# Exercise
Across the material below, say how many lines contain the string "characters", and add no other words.

**** Data records ****

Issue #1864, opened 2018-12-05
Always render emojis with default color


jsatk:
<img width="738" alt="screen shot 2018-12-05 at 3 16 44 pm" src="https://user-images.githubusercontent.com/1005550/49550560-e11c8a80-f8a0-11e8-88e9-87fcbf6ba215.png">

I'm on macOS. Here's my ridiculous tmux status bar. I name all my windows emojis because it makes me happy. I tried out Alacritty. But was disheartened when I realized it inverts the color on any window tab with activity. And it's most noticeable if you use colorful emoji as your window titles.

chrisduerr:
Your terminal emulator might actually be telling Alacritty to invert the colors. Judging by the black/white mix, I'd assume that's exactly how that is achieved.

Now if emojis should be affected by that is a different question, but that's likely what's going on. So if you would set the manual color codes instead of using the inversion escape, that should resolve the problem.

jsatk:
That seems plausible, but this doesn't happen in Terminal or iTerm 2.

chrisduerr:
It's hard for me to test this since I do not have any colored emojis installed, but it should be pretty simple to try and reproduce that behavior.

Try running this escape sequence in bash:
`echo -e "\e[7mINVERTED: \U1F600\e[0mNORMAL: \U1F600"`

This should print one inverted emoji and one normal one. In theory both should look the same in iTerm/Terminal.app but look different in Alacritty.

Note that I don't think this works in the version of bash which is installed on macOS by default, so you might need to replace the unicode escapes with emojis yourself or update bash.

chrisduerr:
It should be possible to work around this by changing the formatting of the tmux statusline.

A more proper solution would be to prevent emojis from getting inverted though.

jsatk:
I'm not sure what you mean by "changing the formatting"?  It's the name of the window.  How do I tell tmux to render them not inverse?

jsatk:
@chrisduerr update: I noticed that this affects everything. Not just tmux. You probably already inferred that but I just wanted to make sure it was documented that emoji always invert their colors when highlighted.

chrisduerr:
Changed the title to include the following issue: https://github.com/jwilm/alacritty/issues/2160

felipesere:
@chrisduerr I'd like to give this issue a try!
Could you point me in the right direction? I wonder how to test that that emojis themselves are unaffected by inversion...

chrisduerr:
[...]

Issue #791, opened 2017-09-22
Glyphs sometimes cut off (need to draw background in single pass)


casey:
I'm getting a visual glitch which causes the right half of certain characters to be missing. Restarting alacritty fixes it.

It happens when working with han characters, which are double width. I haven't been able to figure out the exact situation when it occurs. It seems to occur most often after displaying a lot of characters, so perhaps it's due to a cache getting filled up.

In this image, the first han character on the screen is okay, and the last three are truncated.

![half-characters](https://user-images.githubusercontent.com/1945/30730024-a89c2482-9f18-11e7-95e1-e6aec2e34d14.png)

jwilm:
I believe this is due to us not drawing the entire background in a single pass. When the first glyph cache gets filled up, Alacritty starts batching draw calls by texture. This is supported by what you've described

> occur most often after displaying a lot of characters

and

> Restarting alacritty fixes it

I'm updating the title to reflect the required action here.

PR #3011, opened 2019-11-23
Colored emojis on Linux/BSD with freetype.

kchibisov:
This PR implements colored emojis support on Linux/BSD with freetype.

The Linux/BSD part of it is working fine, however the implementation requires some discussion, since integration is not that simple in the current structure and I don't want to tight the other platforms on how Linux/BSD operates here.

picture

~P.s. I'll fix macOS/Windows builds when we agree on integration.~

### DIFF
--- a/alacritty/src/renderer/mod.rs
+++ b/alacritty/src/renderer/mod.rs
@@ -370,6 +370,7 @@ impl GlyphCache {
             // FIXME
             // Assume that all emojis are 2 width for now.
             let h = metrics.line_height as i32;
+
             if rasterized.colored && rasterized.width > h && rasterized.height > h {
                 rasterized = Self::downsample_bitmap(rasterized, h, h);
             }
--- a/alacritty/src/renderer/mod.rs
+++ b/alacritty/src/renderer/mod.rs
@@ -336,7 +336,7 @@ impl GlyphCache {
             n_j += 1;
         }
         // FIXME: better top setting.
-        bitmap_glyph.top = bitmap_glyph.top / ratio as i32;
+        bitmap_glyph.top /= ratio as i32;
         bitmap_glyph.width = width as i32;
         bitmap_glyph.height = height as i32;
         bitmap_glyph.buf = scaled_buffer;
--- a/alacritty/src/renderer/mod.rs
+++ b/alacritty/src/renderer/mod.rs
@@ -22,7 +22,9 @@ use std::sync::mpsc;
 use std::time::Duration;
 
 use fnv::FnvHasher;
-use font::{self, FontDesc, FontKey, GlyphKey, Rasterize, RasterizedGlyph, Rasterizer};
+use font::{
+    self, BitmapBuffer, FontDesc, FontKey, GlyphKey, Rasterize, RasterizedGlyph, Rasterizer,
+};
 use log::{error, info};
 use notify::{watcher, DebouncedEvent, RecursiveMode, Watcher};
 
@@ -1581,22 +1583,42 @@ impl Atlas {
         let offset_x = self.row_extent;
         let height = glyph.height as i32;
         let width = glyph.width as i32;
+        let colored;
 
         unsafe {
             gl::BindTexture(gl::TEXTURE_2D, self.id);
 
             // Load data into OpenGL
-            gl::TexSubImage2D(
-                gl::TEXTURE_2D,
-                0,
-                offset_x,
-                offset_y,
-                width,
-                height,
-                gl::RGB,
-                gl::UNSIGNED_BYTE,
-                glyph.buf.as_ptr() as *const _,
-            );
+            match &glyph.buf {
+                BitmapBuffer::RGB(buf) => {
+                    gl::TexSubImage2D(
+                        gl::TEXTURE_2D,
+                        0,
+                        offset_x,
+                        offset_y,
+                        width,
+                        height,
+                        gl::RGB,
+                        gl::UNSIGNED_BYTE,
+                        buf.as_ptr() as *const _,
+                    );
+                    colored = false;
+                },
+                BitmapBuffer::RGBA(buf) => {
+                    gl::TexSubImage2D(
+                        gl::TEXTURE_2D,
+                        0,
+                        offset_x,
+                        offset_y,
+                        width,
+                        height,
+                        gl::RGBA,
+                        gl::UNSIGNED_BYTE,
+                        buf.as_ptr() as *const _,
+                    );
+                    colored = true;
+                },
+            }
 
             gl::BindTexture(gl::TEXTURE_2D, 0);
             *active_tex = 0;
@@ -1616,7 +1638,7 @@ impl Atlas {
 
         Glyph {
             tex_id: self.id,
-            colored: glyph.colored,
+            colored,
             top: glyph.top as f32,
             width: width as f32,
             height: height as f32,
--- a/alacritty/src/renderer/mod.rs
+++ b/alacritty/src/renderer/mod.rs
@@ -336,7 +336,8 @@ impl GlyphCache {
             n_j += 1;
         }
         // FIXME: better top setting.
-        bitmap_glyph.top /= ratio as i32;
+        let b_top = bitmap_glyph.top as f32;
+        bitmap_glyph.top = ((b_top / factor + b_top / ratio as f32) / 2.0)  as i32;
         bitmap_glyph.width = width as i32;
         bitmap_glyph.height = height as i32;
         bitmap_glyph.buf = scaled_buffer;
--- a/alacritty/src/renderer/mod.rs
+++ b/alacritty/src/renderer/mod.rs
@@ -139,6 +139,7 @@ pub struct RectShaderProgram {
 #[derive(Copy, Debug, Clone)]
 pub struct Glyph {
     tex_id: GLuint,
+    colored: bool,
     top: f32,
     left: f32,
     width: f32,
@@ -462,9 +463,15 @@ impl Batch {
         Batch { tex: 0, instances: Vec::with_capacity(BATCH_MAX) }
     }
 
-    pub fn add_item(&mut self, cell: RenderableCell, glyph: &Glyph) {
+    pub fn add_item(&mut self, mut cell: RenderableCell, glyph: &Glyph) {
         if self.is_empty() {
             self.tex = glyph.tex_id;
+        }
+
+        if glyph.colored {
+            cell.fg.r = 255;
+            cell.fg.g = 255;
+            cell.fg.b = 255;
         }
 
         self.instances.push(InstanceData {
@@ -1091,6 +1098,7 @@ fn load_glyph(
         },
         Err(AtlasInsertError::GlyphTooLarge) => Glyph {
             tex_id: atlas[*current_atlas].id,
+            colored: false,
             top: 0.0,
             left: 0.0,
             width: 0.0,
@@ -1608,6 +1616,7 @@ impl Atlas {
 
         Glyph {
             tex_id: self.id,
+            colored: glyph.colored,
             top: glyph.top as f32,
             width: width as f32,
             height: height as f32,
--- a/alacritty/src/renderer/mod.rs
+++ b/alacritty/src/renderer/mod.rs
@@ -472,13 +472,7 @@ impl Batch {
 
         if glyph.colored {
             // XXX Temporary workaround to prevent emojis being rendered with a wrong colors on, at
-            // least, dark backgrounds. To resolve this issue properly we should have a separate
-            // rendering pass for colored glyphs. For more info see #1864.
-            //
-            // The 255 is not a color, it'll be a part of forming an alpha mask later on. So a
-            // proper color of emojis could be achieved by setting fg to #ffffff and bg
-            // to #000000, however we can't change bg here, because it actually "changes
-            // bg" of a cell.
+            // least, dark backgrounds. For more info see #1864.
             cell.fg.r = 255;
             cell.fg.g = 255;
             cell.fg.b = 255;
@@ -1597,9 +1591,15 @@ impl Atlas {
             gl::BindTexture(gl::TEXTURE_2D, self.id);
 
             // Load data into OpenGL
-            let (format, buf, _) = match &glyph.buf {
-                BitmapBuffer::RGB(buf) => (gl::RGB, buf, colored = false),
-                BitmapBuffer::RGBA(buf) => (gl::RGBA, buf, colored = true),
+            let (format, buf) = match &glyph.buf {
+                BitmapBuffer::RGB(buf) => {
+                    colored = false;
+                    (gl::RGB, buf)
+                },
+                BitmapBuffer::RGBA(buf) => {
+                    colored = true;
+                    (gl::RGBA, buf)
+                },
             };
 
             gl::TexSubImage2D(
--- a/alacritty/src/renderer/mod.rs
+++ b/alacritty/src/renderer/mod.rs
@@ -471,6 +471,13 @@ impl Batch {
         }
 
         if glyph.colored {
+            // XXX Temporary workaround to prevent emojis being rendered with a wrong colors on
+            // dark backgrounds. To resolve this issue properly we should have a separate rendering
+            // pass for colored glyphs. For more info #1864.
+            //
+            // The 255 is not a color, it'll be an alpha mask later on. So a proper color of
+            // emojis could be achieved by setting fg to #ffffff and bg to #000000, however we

****

# Output below
4